Assignment:
From the records below, output exactly the lines running from the line containing "English | Add" through the line containing "Overlay hasn't been", and no others.

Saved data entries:
Issue #1495, opened 2021-05-09
(Epic) Add xml comments for the whole library


anranruye:
### Is your feature request related to a problem? 

Without xml comments,  it's hard to get enough information from the library metadata.

anddrzejb:
We should at least try to add to every `[Parameter]` & public method.

knight1219:
Would we want to pull the documentation from what is in the API section of the current docs for each property?

![image](https://user-images.githubusercontent.com/6771697/137592543-0b647140-6ba7-4149-9a22-b6f583920db8.png)


It would be interesting if once the XML docs are updated that API section could be generated _from_ the XML docs so they stay in sync with each other.

ElderJames:
@knight1219  Yes, we wish we could do that. I would also like to support English and Chinese. Do you have any ideas, please?

anddrzejb:
Cool! But we are going to loose all the xml attributes (like `<see cref=... `), aren't we?

knight1219:
Depends on what you mean: if you mean references to objects, I don't think so. Those should still work. If you mean links to the docs site, we will need to do some find and replace magic to get the correct language in the route

knight1219:
It seems that this isn't a built in way to do localized comments. The roslyn team has had this as an open issue since 2015 with no real signs of being adopted by them. [https://github.com/dotnet/roslyn/issues/3371](Source:dotnet/roslyn). 

I'm still trying to think of the best way to do this so we can support multiple languages, but this is what I've found so far.

knight1219:
Wanted to give an update on this. I have found a [library ](https://github.com/devlooped/NuDoq) that allows your to read and manipulate the XML document file and I am testing it out. The idea is that inside the documentation sections your will add a new `<localize>` node in the XML with the appropriate `lang` attribute:

```
        /// <summary>
        /// <localize lang="en-US">
        /// Offset from the bottom of the viewport (in pixels)
        /// </localize>
        /// <localize lang="zh-CN">
        /// 从视口底部偏移（以像素为单位）
        /// </localize>
        /// </summary>
```

We can then use the NuDoc library to parse out and create as many doc files as we need for the different languages that are part of the documentation. I'm still working on this and hope to have something testable soon. Seeing as this is .net code I'm running, how do we want to get this into the build process? Just a console app that runs and generates everything? I'm open to ideas.

knight1219:
[...]

PR #584, opened 2020-09-09
refactor(module: select): add overlay, fix some serious bugs

mutouzdl:
[[中文版模板 / Chinese template](https://github.com/ant-design-blazor/ant-design-blazor/blob/master/.github/PULL_REQUEST_TEMPLATE/pr_cn.md)]

### 🤔 This is a ...

- [ ] New feature
- [ ] Bug fix
- [ ] Site / documentation update
- [ ] Demo update
- [ ] Component style update
- [ ] Bundle size optimization
- [ ] Performance optimization
- [x] Refactoring
- [ ] Code style optimization
- [ ] Test Case
- [ ] Branch merge
- [ ] Other (about what?)

### 📝 Changelog

| Language   | Changelog |
| ---------- | --------- |
| 🇺🇸 English |      add overlay, fix some serious bugs     |
| 🇨🇳 Chinese |     将下拉弹出功能改为使用overlay，修复部分严重的bug    |

### ☑️ Self Check before Merge

⚠️ Please check all items below before review. ⚠️

- [x] Doc is updated/provided or not needed
- [x] Demo is updated/provided or not needed
- [x] Changelog is provided or not needed

PR #1609, opened 2021-06-06
fix: DropdownButton missing properties & docs fix for Dropdown & Button

anddrzejb:
### 🤔 This is a ...

- [x] New feature
- [ ] Bug fix
- [x] Demo update
- [ ] Component style update
- [ ] Refactoring
- [ ] Code style optimization
- [ ] Test Case
- [ ] Branch merge
- [ ] Other (about what?)

### 🔗 Related issue link
`DropdownButton` is missing `Button` standard behaviours like `Ghost`, `Danger`, etc.

### 💡 Background and solution
This is a follow-up to my PR #1588.
You will see a lot of changes here, because I was also try to follow the suggestion in #1495. 
So this PR adds:
1. All missing functionality of a regular `Button` to `DropdownButton`:
   - `Block`
   - `Danger`
   - `Ghost`
   - `Loading`
   - `Type` - was already existing but this PR adds ability to set type separately for left and right button
   - `ButtonsRender` - I decided to hide this in `Dropdown` by making it `internal` and expose it only in `DropdownButton` - since this is strictly related to `DropdownButton`, I do not think it should be visible from regular `Dropdown`.
2. Adds new demos and API docs
3. Adds new button type - `text` to `Button` component
4. Fixes the `Button` demos to include `text` button type
5. Adds API docs to the `Button` component

My left-out issues:
1. In `Overlay` there is a property `HiddenMode` - I could not find any real used for it. I tried using it but I failed to see any result. It was added in PR #584. If you find time @mutouzdl, can you let me know the purpose of this parameter? 
2.  In `Button` there is the paramter `Search`. It looks to me that its only purpose is to add a css class `ant-input-search-button`. That css class seems to be used only `Search` component, that anyway sets it manually. It seems to me it is actually useless here, but I left it, so maybe @ElderJames could let me know what other purposes it may server (it was added by PR #82). 

Question:
How can we embed a style in docs in similar fashion as it is done in antd? For example, if you got to [antd button demo](https://ant.design/components/button/), you will notice that any button has also class 
```css
[id^=components-button-demo-] .ant-btn {
  margin-right: 8px;
  margin-bottom: 12px;
}
```
(and other) that are giving proper margins, so when the components are wrapped, they look much better.
### 📝 Changelog
| Language   | Changelog |
| ---------- | --------- |
| 🇺🇸 English | Add typical `Button` propertied to `DropdownButton`. Include demo & API docs for `Dropdown` API and `Button` API.         |
| 🇨🇳 Chinese |           |

### DIFF
--- a/components/core/Component/Overlay/Overlay.razor.cs
+++ b/components/core/Component/Overlay/Overlay.razor.cs
@@ -54,6 +54,14 @@ namespace AntDesign.Internal
         [Parameter]
         public int HorizontalOffset { get; set; } = 4;
 
+        /// <summary>
+        /// By default Overlay does not render its content if Overlay hasn't been
+        /// activated (shown at least once). Setting HiddenMode = true will 
+        /// go through rendering process.
+        /// Use case: Select component, when using <SimpleOption> or <SelectOption>
+        /// needs HiddenMode = true, so the select options are initialized and 
+        /// potential defaults can be rendered properly.
+        /// </summary>
         [Parameter]
         public bool HiddenMode { get; set; } = false;
 
--- a/components/button/Button.razor.cs
+++ b/components/button/Button.razor.cs
@@ -7,42 +7,6 @@ namespace AntDesign
 {
     public partial class Button : AntDomComponentBase
     {
-        [Parameter]
-        public bool Block { get; set; } = false;
-
-        [Parameter]
-        public bool Ghost { get; set; } = false;
-
-        [Parameter]
-        public bool Search { get; set; } = false;
-
-        [Parameter]
-        public bool Loading
-        {
-            get => _loading;
-            set
-            {
-                if (_loading != value)
-                {
-                    _loading = value;
-                    UpdateIconDisplay(_loading);
-                }
-            }
-        }
-
-        [Parameter]
-        public string Type { get; set; } = ButtonType.Default;
-
-        [Parameter]
-        public string HtmlType { get; set; } = "button";
-
-        [Parameter]
-        public string Shape { get; set; } = null;
-
-        private bool _animating = false;
-
-        private string _btnWave = "--antd-wave-shadow-color: rgb(255, 120, 117);";
-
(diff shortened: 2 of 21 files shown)


mutouzdl:
Select component should render the overlay children on first time(but should not show). So "HiddenMode" is used to do that.

You may try to set "HiddenMode" to false in Select component's "OverlayTrigger", and check the "Simple encapsulation" demo.You should find someting wrong on it.

anddrzejb:
@mutouzdl Thank you for the explanation. It seems this is needed only when `RenderFragment` is used to fill up the select. I will try to give it an appropriate description.

@ElderJames Something is wrong with codecov. It caused the build to fail for at least couple of last PRs.

ElderJames:
> How can we embed a style in docs in similar fashion as it is done in antd? For example, if you got to antd button demo, you will notice that any button has also class

@anddrzejb  You can add the <style> tag in doc/*.md files

anddrzejb:
@ElderJames This I know. It is exactly what I did for button block demo. I was hoping for a more unified solution and less verbose in the demo section, but if `<style>` section is the recommended way, then `<style>` it is.
Any advice regarding the `Search` parameter in `Button` component?

components/core/Component/Overlay/Overlay.razor.cs
```diff
@@ -54,6 +54,14 @@ public sealed partial class Overlay : AntDomComponentBase
         [Parameter]
         public int HorizontalOffset { get; set; } = 4;
 
+        /// <summary>
```
anddrzejb, line 57: @mutouzdl for your consideration.

mutouzdl: I think that's a pretty clear explanation

ElderJames:
I noticed that we have added `ant-input-search-button` to the button in the search component,  so we can delete the Search parameter.

ElderJames (approved):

Answer to this task:
| 🇺🇸 English | Add typical `Button` propertied to `DropdownButton`. Include demo & API docs for `Dropdown` API and `Button` API.         |
| 🇨🇳 Chinese |           |

### DIFF
--- a/components/core/Component/Overlay/Overlay.razor.cs
+++ b/components/core/Component/Overlay/Overlay.razor.cs
@@ -54,6 +54,14 @@ namespace AntDesign.Internal
         [Parameter]
         public int HorizontalOffset { get; set; } = 4;
 
+        /// <summary>
+        /// By default Overlay does not render its content if Overlay hasn't been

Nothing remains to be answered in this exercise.